Coptodon fusiforme
- Conservation status: Critically Endangered (IUCN 3.1)

Scientific classification
- Kingdom: Animalia
- Phylum: Chordata
- Class: Actinopterygii
- Order: Cichliformes
- Family: Cichlidae
- Genus: Coptodon
- Species: C. fusiforme
- Binomial name: Coptodon fusiforme (Dunz & Schliewen, 2010)
- Synonyms: Tilapia fusiforme Dunz & Schliewen, 2010

= Coptodon fusiforme =

- Authority: (Dunz & Schliewen, 2010)
- Conservation status: CR
- Synonyms: Tilapia fusiforme Dunz & Schliewen, 2010

Species of fish

Coptodon fusiforme is a species of fish in the cichlid family, endemic to Lake Ejagham in western Cameroon.

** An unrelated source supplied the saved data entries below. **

PR #324, opened 2023-11-27
Pb-4844: Made changes in kdmp for it to enable debug level log messages

kgarg-px:
This PR introduces changes to include the debug level of logs for all kopia related operations. Needed, so it can be easier to debug any messages in the future when required.
Closes #

Attaching screenshots for reference 
Screenshot 2023-11-27 at 4 05 47 PM
Screenshot 2023-11-27 at 4 12 44 PM
Screenshot 2023-11-27 at 4 15 43 PM
Screenshot 2023-11-27 at 10 50 26 AM

### DIFF
--- a/pkg/drivers/kopiabackup/kopiabackup.go
+++ b/pkg/drivers/kopiabackup/kopiabackup.go
@@ -287,6 +287,9 @@ func jobFor(
 		"/data",
 	}, " ")
 
+	// Read the config map from the job option and then add the debug level log if required
+	cmd = utils.CheckAndAddKopiaDebugModeEnabled(cmd, jobOption)
+
 	if jobOption.Compression != "" {
 		splitCmd := strings.Split(cmd, " ")
 		splitCmd = append(splitCmd, "--compression", jobOption.Compression)
--- a/pkg/drivers/kopiarestore/kopiarestore.go
+++ b/pkg/drivers/kopiarestore/kopiarestore.go
@@ -206,6 +206,8 @@ func jobFor(
 		vb.Status.SnapshotID,
 	}, " ")
 
+	cmd = utils.CheckAndAddKopiaDebugModeEnabled(cmd, jobOption)
+
 	kopiaExecutorImage, imageRegistrySecret, err := utils.GetExecutorImageAndSecret(drivers.KopiaExecutorImage,
 		jobOption.KopiaImageExecutorSource,
 		jobOption.KopiaImageExecutorSourceNs,
@@ -369,7 +371,7 @@ func roleFor() *rbacv1.Role {
 			},
 			{
 				APIGroups: []string{"kdmp.portworx.com"},
-				Resources: []string{"volumebackups"},
+				Resources: []string{"volumebackups", "dataexports"},
 				Verbs:     []string{rbacv1.VerbAll},
 			},
 		},
--- a/pkg/executor/kopia/kopiabackup.go
+++ b/pkg/executor/kopia/kopiabackup.go
@@ -69,7 +69,6 @@ func newBackupCommand() *cobra.Command {
 	backupCommand.Flags().StringVar(&sourcePathGlob, "source-path-glob", "", "The regexp should match only one path that will be used for backup")
 	backupCommand.Flags().StringVar(&compression, "compression", "", "Compression type to be used")
 	backupCommand.Flags().StringVar(&excludeFileList, "exclude-file-list", "", " list of dir names that need to be exclude in the kopia snapshot")
-
 	return backupCommand
 }
 
@@ -249,6 +248,9 @@ func runKopiaCreateRepo(repository *executor.Repository) error {
 	if err != nil {
 		return err
 	}
+	// Now check if debug log level is to be added in the command which got prepared above.
+	// check if debug level exists
+	repoCreateCmd = addLogLevelDebugToCommand(repoCreateCmd, logLevelDebug)
 	// NFS doesn't need any special treatment for repo create command
 	// hence no case exist for it.
 	switch repository.Type {
@@ -323,6 +325,8 @@ func runKopiaBackup(repository *executor.Repository, sourcePath string) error {
 	if err != nil {
 		return err
 	}
+	// Check and add debug level logs for kopia backup command
+	backupCmd = addLogLevelDebugToCommand(backupCmd, logLevelDebug)
 	// This is needed to handle case where after kopia repo create was successful and
 	// the pod got terminated. Now user triggers another backup, so we need to pass
 	// credentials for "snapshot create".
@@ -386,6 +390,8 @@ func runKopiaRepositoryConnect(repository *executor.Repository) error {
 	if err != nil {
 		return err
 	}
+	// Check and add debug level logs for kopia connect command
+	connectCmd = addLogLevelDebugToCommand(connectCmd, logLevelDebug)
 
 	switch repository.Type {
 	case storkv1.BackupLocationS3:
@@ -430,6 +436,7 @@ func setGlobalPolicy() error {
 	if err != nil {
 		return err
 	}
+	policyCmd = addLogLevelDebugToCommand(policyCmd, logLevelDebug)
 	// As we don't want kopia maintenance to kick in and trigger global policy on default values
 	// for the repository, setting them to very high values
 	policyCmd = addPolicySetting(policyCmd)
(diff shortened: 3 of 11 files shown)


pkg/executor/kopia/kopiabackup.go
```diff
@@ -261,7 +263,7 @@ func runKopiaCreateRepo(repository *executor.Repository) error {
 	}
 
 	initExecutor := kopia.NewCreateExecutor(repoCreateCmd)
-	if err := initExecutor.Run(); err != nil {
+	if err := initExecutor.Run(logLevel); err != nil {
```
vsundarraj-px, line 266: I think too much changes have happened because the basic signature has been changed. The best way is to use use internal options than as function argument. You can follow how other options have been used without changing Run() signature and follow the same. 

This applies to all places where existing function signature is changed to add loglevel.

nit:  in general log-levels has multiple levels. Info/error/trace/debug. I see log-level means debug only. .. You should use specific name if there are no multiple values it can take. if debug is what you mean specifically, you should change it to enable-debug-logging or log-level-debug

vsundarraj-px (changes requested):

pkg/executor/kopia/kopiabackup.go
prashanthpx: +1 for the above

pkg/drivers/kopiabackup/kopiabackup.go
```diff
@@ -258,6 +260,20 @@ func (d Driver) validate(o drivers.JobOpts) error {
 	return nil
 }
 
+func checkDataExportAnnotation(jobOption drivers.JobOpts) bool {
```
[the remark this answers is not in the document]
kgarg-px: made changes accordingly

pkg/drivers/kopiarestore/kopiarestore.go
```diff
@@ -206,6 +208,12 @@ func jobFor(
 		vb.Status.SnapshotID,
 	}, " ")
 
+	if checkDataExportAnnotation(jobOption) {
```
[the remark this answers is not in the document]
kgarg-px: Made changes

pkg/drivers/kopiarestore/kopiarestore.go
```diff
@@ -369,9 +377,23 @@ func roleFor() *rbacv1.Role {
...
 				APIGroups: []string{"kdmp.portworx.com"},
-				Resources: []string{"volumebackups"},
+				Resources: []string{"volumebackups", "dataexports"},
 				Verbs:     []string{rbacv1.VerbAll},
 			},
 		},
 	}
 }
+
+func checkDataExportAnnotation(jobOption drivers.JobOpts) bool {
```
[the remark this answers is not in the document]
kgarg-px: Moved the function to pkg/drivers/utils/utils.go

pkg/executor/kopia/kopiabackup.go
kgarg-px: Made the suggested changes and tested as well with new changes

vsundarraj-px (changes requested):

siva-portworx:
@kgarg-px Can you add the new debug message that we are getting, when you enabled debug option for kopia? In the screenshot i do not see any new messsage from kopia tool code. All the messages that i see are from kopia-executor code.

kgarg-px:
> @kgarg-px Can you add the new debug message that we are getting, when you enabled debug option for kopia? In the screenshot i do not see any new messsage from kopia tool code. All the messages that i see are from kopia-executor code.

@siva-portworx 
The only new messages from kopia tool are visible only in the case of `backup` and `maintenance` at times.

pkg/executor/kopia/kopiabackup.go
```diff
@@ -677,3 +699,17 @@ func addPolicySetting(policyCmd *kopia.Command) *kopia.Command {
 
 	return policyCmd
 }
+
+func isKopiaDebugModeEnabled(kopiaCommand *kopia.Command, logLevelDebug string) *kopia.Command {
```
vsundarraj-px, line 703: You should remove this function and add this check in addLogLevelDebugtoCommand() 
isKopiaDebugModeEnabled() sounds like check function and should not set any thing in this. 
But as suggested this function can be removed.

pkg/executor/kopia/kopiadelete.go
```diff
@@ -133,6 +135,9 @@ func runKopiaDelete(repository *executor.Repository, snapshotID string) error {
 		logrus.Errorf("%s %v", fn, errMsg)
 		return fmt.Errorf(errMsg)
 	}
+	// Check and add debug level logs for kopia delete command
+	deleteCmd = isKopiaDebugModeEnabled(deleteCmd, logLevelDebug)
```
vsundarraj-px, line 139: As suggested above replace this with addLogLevelDebugToCommand() after moving the check code inside this function

pkg/executor/kopia/maintenance.go
```diff
@@ -281,6 +283,8 @@ func runKopiaQuickMaintenanceExecute(repository *executor.Repository) error {
 		return fmt.Errorf(errMsg)
 	}
 
+	// Check and add debug log level for kopia maintenance command
+	maintenanceRunCmd = isKopiaDebugModeEnabled(maintenanceRunCmd, logLevelDebug)
```
vsundarraj-px, line 287: Same here..and every place where isKopiaDebugEnabled() is called.

pkg/executor/kopia/restore.go
```diff
@@ -108,6 +110,9 @@ func runKopiaRestore(repository *executor.Repository, targetPath, snapshotID str
 		return err
 	}
 
+	// Check and add debug level logs for kopia restore command
+	restoreCmd = isKopiaDebugModeEnabled(restoreCmd, logLevelDebug)
+
```
vsundarraj-px, line 115: remove extra space

pkg/kopia/command.go
```diff
@@ -191,6 +191,7 @@ func (c *Command) BackupCmd() *exec.Cmd {
 		configFile,
 		"--json",
 	}
+
```
vsundarraj-px, line 194: Remove all extra lines

vsundarraj-px (changes requested):

vsundarraj-px (approved):
LGTM

pkg/executor/kopia/kopiabackup.go
```diff
@@ -249,6 +251,9 @@ func runKopiaCreateRepo(repository *executor.Repository) error {
 	if err != nil {
 		return err
 	}
+	// Now check if debug log level is to be added in the command which got prepared above.
+	// check if debug level exists
+	repoCreateCmd = addLogLevelDebugToCommand(repoCreateCmd, logLevelDebug)
```
prashanthpx, line 256: Ideally we should move this adding to args in command.go file as this is commong to all flow path. We can set to enable debug mode in `type Command` struct and use that to fill details in all places.

pkg/drivers/kopiabackup/kopiabackup.go
```diff
@@ -507,7 +509,7 @@ func roleFor(live bool) *rbacv1.Role {
 		Rules: []rbacv1.PolicyRule{
 			{
 				APIGroups: []string{"kdmp.portworx.com"},
-				Resources: []string{"volumebackups"},
+				Resources: []string{"volumebackups", "dataexports"},
```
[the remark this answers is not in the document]
kgarg-px: @prashanthpx The reason why we are using DE CR here is because, we are setting certain annotations in the DE CR while reading the key-value pair from the `kdmp-config` CM, if a particular key-value pair is present, then we set the annotation in the DE CR, and in kdmp, we are reading the DE CR and seeing if the particular annotation is present, upon which we enable the debug mode in kopia

pkg/executor/kopia/kopiabackup.go
prashanthpx: Fine for now but flow is for few things which are very specific to command we add it and common things goes to Command struct.

pkg/drivers/kopiabackup/kopiabackup.go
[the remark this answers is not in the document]
prashanthpx: Looking at the stork PR, my understanding on the flow is 
1. You read the CM in stork
2. Pass the Debug mode in the DE CR

Indeed we need not do this way as reconciler code in kdmp does read `kdmp-config` value (for eg check `KopiaResourceRequirements`) where we can set kdmp job resoruces on the fly.
We should be following the same with which, we won't need any stork change except vendoring the code to stork

prashanthpx (approved):
LGTM. Before merging can you pls remove the vendor code of strok as it is not needed.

It was only scientifically described in 2010. It was rated critically endangered by the IUCN in 2023, and it faces the same risks as C. deckerti, which is threatened by pollution and sedimentation from human activities, a catfish from the genus Parauchenoglanis that has been introduced to the lake, and potentially also by large emissions of carbon dioxide (CO_{2}) from the lake's bottom (compare Lake Nyos), although Ejagham is too shallow to contain very high amounts of this gas.

It reaches up to 8 cm in length, and mainly feeds on plankton in open water, but also takes small particles from the bottom and the water's surface.